> What is expected: Retype word for word the lines of the data below, from the first to the one bearing "## How was this patch tested?", with that one included.

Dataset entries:
——

PR #169, opened 2019-01-08
[SAC-168][SQL] Apply Spark catalog model definitions to Hive catalog entities

### LINKED ISSUE #167: Support tracking create external table
SAC takes care of creating table like CTAS but doesn't handle creating external table (using external source).

This issue tracks the effort to support it.

HeartSaVioR:

This patch fixes the mismatch between Hive catalog entities (attributes) and Spark catalog model definitions.
This patch also fixes the out of sync between Spark DB entity and its definition. (`ownerType`)

## How was this patch tested?

* Existing UT, and UT modified in AtlasExternalEntityUtilsSuite.scala
* Manually tested against Spark 2.4 & Atlas 1.1

The differences are shown with CTAS query:

`spark.sql("CREATE TABLE test_table_managed_sac_168_a SELECT * FROM test_table_sac_168_a")`

> before applying the patch

test_table_managed_sac_168_before_patch_spark_table

test_table_managed_sac_168_before_patch_spark_storagedesc

> after applying the patch

test_table_managed_sac_168_after_patch_spark_table

test_table_managed_sac_168_after_patch_spark_storagedesc

Please take a look at some attributes `properties`, `locationUri`, and `serde`. I guess `spark_schema` will also show up after applying the patch when enabling column.

This closes #167

### DIFF
--- a/spark-atlas-connector/src/main/scala/com/hortonworks/spark/atlas/types/external.scala
+++ b/spark-atlas-connector/src/main/scala/com/hortonworks/spark/atlas/types/external.scala
@@ -117,6 +117,10 @@ object external {
   }
 
   // ================== Spark's Hive Catalog entities =====================
+  // Note: given that we use Spark model types for Hive catalog entities (except HWC),
+  // Hive catalog entities should follow Spark model definitions.
+  // In Atlas, the attributes which are not in definition are ignored with WARN messages.
+
   val HIVE_DB_TYPE_STRING = "spark_db"
   val HIVE_STORAGEDESC_TYPE_STRING = "spark_storagedesc"
   val HIVE_COLUMN_TYPE_STRING = "spark_column"
@@ -128,17 +132,23 @@ object external {
                        cluster: String,
                        owner: String): Seq[AtlasEntity] = {
     val dbEntity = new AtlasEntity(HIVE_DB_TYPE_STRING)
+    val pathEntity = external.pathToEntity(dbDefinition.locationUri.toString)
 
     dbEntity.setAttribute("qualifiedName",
       hiveDbUniqueAttribute(cluster, dbDefinition.name.toLowerCase))
     dbEntity.setAttribute("name", dbDefinition.name.toLowerCase)
     dbEntity.setAttribute(AtlasConstants.CLUSTER_NAME_ATTRIBUTE, cluster)
     dbEntity.setAttribute("description", dbDefinition.description)
-    dbEntity.setAttribute("location", dbDefinition.locationUri.toString)
-    dbEntity.setAttribute("parameters", dbDefinition.properties.asJava)
+
+    // FYI: commenting out attributes which are tied to Hive DB model definition
+    // dbEntity.setAttribute("location", dbDefinition.locationUri.toString)
+    // dbEntity.setAttribute("parameters", dbDefinition.properties.asJava)
+
+    dbEntity.setAttribute("locationUri", pathEntity)
+    dbEntity.setAttribute("properties", dbDefinition.properties.asJava)
     dbEntity.setAttribute("owner", owner)
-    dbEntity.setAttribute("ownerType", "USER")
-    Seq(dbEntity)
+
+    Seq(dbEntity, pathEntity)
   }
 
   def hiveStorageDescUniqueAttribute(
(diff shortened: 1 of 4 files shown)


HeartSaVioR:
@dongjoon-hyun @HyukjinKwon 
Please take a look at this patch. I'm seeing some issues filed to rename attributes in Spark catalog to Hive one, so if we want to make sure Spark catalog models to be compatible with Hive models, the patch can be changed to opposite direction (apply Hive catalog model definitions to Spark catalog models and entities).

spark-atlas-connector/src/main/scala/com/hortonworks/spark/atlas/types/external.scala
```diff
@@ -134,10 +138,14 @@ object external {
     dbEntity.setAttribute("name", dbDefinition.name.toLowerCase)
     dbEntity.setAttribute(AtlasConstants.CLUSTER_NAME_ATTRIBUTE, cluster)
     dbEntity.setAttribute("description", dbDefinition.description)
-    dbEntity.setAttribute("location", dbDefinition.locationUri.toString)
-    dbEntity.setAttribute("parameters", dbDefinition.properties.asJava)
+
+    // FYI: commenting out attributes which are tied to Hive DB model definition
+//    dbEntity.setAttribute("location", dbDefinition.locationUri.toString)
```
dongjoon-hyun: indentation?

dongjoon-hyun:
If possible, could you attach the Atlas UI screenshot after this?

spark-atlas-connector/src/main/scala/com/hortonworks/spark/atlas/types/external.scala
HeartSaVioR: Thanks for pointing out. That was the default of IntelliJ behavior while commenting. Will fix.

spark-atlas-connector/src/main/scala/com/hortonworks/spark/atlas/types/external.scala
```diff
@@ -128,17 +132,23 @@ object external {
                        cluster: String,
                        owner: String): Seq[AtlasEntity] = {
     val dbEntity = new AtlasEntity(HIVE_DB_TYPE_STRING)
+    val pathEntity = external.pathToEntity(dbDefinition.locationUri.toString)
```
HeartSaVioR: Here I'm assuming location URI would be one of `file://` or `hdfs://`: I'm not familiar with Hive integration and not sure it can be others. 

If the value can be other than FS or HDFS, we have to discard `locationUri` attribute for Hive catalog entities, because `locationUri` now requires FS or HDFS entity (being referenced) instead of normal String (as Hive model defines for `location`).

spark-atlas-connector/src/main/scala/com/hortonworks/spark/atlas/types/external.scala
```diff
@@ -156,15 +166,26 @@ object external {
       table: String,
       isTempTable: Boolean = false): Seq[AtlasEntity] = {
     val sdEntity = new AtlasEntity(HIVE_STORAGEDESC_TYPE_STRING)
+    val pathEntity = storageFormat.locationUri.map { u => external.pathToEntity(u.toString) }
```
HeartSaVioR: Same here for storage format's location URI.

HeartSaVioR:
@dongjoon-hyun 
Addressed review comments.

Btw, I left a comment regarding a silly question on Hive side: could you please help make clear on possible values on `locationUri`? Once we're clear on the possible values, we can decide whether leave or discard the `locationUri` attribute. Thanks in advance!

spark-atlas-connector/src/test/scala/com/hortonworks/spark/atlas/types/AtlasExternalEntityUtilsSuite.scala
```diff
@@ -51,7 +50,10 @@ class AtlasExternalEntityUtilsSuite extends FunSuite with Matchers with WithHive
     val dbEntity = dbEntities.head
     dbEntity.getTypeName should be (external.HIVE_DB_TYPE_STRING)
     dbEntity.getAttribute("name") should be ("db1")
-    dbEntity.getAttribute("location") should be (dbDefinition.locationUri.toString)
+    val locationUriEntity = dbEntity.getAttribute("locationUri").asInstanceOf[AtlasEntity]
```
HeartSaVioR: This should be removed once we have to discard `locationUri`.

spark-atlas-connector/src/test/scala/com/hortonworks/spark/atlas/types/AtlasExternalEntityUtilsSuite.scala
```diff
@@ -62,7 +64,7 @@ class AtlasExternalEntityUtilsSuite extends FunSuite with Matchers with WithHive
 
     val sdEntity = sdEntities.head
     sdEntity.getTypeName should be (external.HIVE_STORAGEDESC_TYPE_STRING)
-    sdEntity.getAttribute("location") should be (null)
+    sdEntity.getAttribute("locationUri") should be (null)
```
HeartSaVioR: Same here.

spark-atlas-connector/src/main/scala/com/hortonworks/spark/atlas/types/internal.scala
```diff
@@ -48,7 +47,6 @@ object internal extends Logging {
     dbEntity.setAttribute("locationUri", pathEntity)
     dbEntity.setAttribute("properties", dbDefinition.properties.asJava)
     dbEntity.setAttribute("owner", owner)
-    dbEntity.setAttribute("ownerType", "USER")
```
HeartSaVioR: I just removed the attribute because we haven't defined `ownerType` for spark db model.

spark-atlas-connector/src/main/scala/com/hortonworks/spark/atlas/types/external.scala
dongjoon-hyun: Thank you for update. We usually follow the way Hive SAC works. Hive SAC shows the location ref with this field, doesn't it?

spark-atlas-connector/src/main/scala/com/hortonworks/spark/atlas/types/internal.scala
dongjoon-hyun: +1 for keeping this. IIRC,  Apache Hive SAC has this.

spark-atlas-connector/src/main/scala/com/hortonworks/spark/atlas/types/external.scala
HeartSaVioR: There're two kinds of differences: 1) name 2) type. `location` and `locationUri` has both differences. In Spark model, `locationUri` only allows `file://` and `hdfs://`, but able to create 
and link fs/hdfs entity. In Hive model, `location` is just a String, no more.

As we usually follow the way Hive Atlas connector works, then would we want to both renaming attributes and changing type of attributes to fit to Hive model? (as I commented earlier as `the patch can be changed to opposite direction`)

HeartSaVioR:
I just craft alternative version of the patch which changes spark models to be similar with hive models if there're some differences. Will close this and propose the new patch.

——

> Task result:
PR #169, opened 2019-01-08
[SAC-168][SQL] Apply Spark catalog model definitions to Hive catalog entities

### LINKED ISSUE #167: Support tracking create external table
SAC takes care of creating table like CTAS but doesn't handle creating external table (using external source).

This issue tracks the effort to support it.

HeartSaVioR:

This patch fixes the mismatch between Hive catalog entities (attributes) and Spark catalog model definitions.
This patch also fixes the out of sync between Spark DB entity and its definition. (`ownerType`)

## How was this patch tested?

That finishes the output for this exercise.